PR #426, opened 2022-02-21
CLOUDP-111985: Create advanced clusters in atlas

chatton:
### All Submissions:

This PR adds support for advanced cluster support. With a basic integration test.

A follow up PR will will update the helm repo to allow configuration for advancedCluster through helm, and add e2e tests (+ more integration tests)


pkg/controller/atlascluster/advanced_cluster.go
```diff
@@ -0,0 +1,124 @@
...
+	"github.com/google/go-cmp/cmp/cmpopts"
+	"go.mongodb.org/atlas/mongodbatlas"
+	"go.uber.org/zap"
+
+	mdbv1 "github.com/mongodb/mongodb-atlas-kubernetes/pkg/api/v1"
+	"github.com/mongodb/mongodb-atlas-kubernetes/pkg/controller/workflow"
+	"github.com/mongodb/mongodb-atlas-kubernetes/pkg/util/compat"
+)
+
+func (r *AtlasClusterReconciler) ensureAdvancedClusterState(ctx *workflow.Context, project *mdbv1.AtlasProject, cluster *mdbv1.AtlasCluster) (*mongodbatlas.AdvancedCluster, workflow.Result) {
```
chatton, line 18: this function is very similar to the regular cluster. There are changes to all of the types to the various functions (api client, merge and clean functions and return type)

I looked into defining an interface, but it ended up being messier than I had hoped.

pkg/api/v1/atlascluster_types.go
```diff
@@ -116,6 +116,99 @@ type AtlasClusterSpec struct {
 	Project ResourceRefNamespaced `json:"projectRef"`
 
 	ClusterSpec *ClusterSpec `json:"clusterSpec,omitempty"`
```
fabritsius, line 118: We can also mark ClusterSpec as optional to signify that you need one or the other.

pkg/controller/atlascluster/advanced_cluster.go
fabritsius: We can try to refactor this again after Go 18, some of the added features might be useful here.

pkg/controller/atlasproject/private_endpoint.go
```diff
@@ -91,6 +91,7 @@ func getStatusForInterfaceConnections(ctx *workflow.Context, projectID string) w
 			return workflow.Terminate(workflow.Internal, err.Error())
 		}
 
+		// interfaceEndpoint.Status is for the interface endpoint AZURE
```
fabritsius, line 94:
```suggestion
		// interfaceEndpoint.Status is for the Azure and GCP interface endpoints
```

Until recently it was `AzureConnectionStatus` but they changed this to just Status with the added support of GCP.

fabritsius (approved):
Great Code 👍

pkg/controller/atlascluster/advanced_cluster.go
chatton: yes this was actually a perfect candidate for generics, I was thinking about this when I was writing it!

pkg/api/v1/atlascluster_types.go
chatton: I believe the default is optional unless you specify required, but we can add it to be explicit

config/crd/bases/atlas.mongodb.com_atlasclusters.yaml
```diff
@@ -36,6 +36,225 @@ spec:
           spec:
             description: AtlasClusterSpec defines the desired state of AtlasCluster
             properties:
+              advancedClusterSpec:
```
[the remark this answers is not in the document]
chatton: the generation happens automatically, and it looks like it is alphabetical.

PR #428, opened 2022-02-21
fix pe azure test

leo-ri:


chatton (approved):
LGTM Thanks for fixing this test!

# Exercise aim
Would you filter the records and copy each line that contains the word "integration"?

# Expected answer
This PR adds support for advanced cluster support. With a basic integration test.
A follow up PR will will update the helm repo to allow configuration for advancedCluster through helm, and add e2e tests (+ more integration tests)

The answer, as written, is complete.